In the phase 2/3 SELECT-AXIS 1 trial, upadacitinib met the primary endpoint — Assessment of Spondyloarthritis International Society (ASAS) 40 response at week 14 compared with placebo — in adults who were naïve to biologic DMARDs and had an inadequate response or intolerance to NSAIDs. In addition, the drug achieved statistical significance across several multiplicity-adjusted key secondary endpoints compared with placebo, including ASAS partial remission at week 14 and Bath Ankylosing Spondylitis Disease Activity Index (BASDAI) 50 at week 14.

Meanwhile, safety results from all three trials were consistent with those reported in RA, with no new significant risks. Integrated safety data from SELECT-PsA 1 and SELECT-PsA 2 through week 24 demonstrated that serious adverse events occurred in 4.1% of the patients treated with upadacitinib 15 mg, compared with 3.7% in the adalimumab group and 2.7% in the placebo group. The most common adverse events in the upadacitinib group were upper respiratory tract infection, nasopharyngitis and increases in blood creatine phosphokinase, alanine aminotransferase and aspartate transaminase.
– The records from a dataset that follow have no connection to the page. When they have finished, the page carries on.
PR #1388, opened 2022-08-16
Expose wasm_runtime_get_exec_env_singleton to the API users

yamt:
Sometimes it can be useful to access the singleton.
Eg. use wasm_runtime_set_user_data on it.

### DIFF
--- a/core/iwasm/common/wasm_runtime_common.h
+++ b/core/iwasm/common/wasm_runtime_common.h
@@ -592,7 +592,8 @@ wasm_runtime_call_indirect(WASMExecEnv *exec_env, uint32 element_indices,
 bool
 wasm_runtime_create_exec_env_singleton(WASMModuleInstanceCommon *module_inst);
 
-WASMExecEnv *
+/* See wasm_export.h for description */
+WASM_RUNTIME_API_EXTERN WASMExecEnv *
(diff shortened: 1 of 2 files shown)


core/iwasm/common/wasm_runtime_common.h
```diff
@@ -592,9 +592,6 @@ wasm_runtime_call_indirect(WASMExecEnv *exec_env, uint32 element_indices,
 bool
 wasm_runtime_create_exec_env_singleton(WASMModuleInstanceCommon *module_inst);
 
-WASMExecEnv *
```
wenyongh, line 595: Had better not remove the declaration here, just add WASM_RUNTIME_API_EXTERN like others:
```C
WASM_RUNTIME_API_EXTERN WASMExecEnv *
wasm_runtime_get_exec_env_singleton(WASMModuleInstanceCommon *module_inst);
```

yamt: i moved this to wasm_export.h. do you mean to have it in both headers?

yamt: i think i got it now. although i feel it's a weird convention, i updated the patch to follow it. thank you.

wenyongh: Yes, prefer to have it in both files.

In SELECT-AXIS 1, serious adverse events were reported in 1% of participants in both the upadacitinib and placebo groups. The most common adverse events in the upadacitinib group included blood creatine phosphokinase increase, diarrhea, nasopharyngitis, headache and nausea.

The European Commission’s decision means upadacitinib is approved for use in all EU member states as well as Iceland, Liechtenstein and Norway.

“Psoriatic arthritis and ankylosing spondylitis are multifaceted diseases that can cause severe pain, restricted mobility, and lasting structural damage,” Iain McInnes, MD, president of EULAR and director of the Institute of Infection, Immunity and Inflammation at the University of Glasgow, in Scotland, said in the release.

Iain McInnes

McInnes presented the findings of the SELECT-PsA 1 trial at the American College of Rheumatology Convergence 2020 meeting in November.

“In clinical trials, Rinvoq demonstrated improvements across multiple manifestations of these diseases,” he said in the release. “The approvals of Rinvoq for the treatment of PsA and AS offer physicians in the European Union an important new therapeutic option and for their patients a new opportunity to find meaningful relief from their debilitating symptoms.”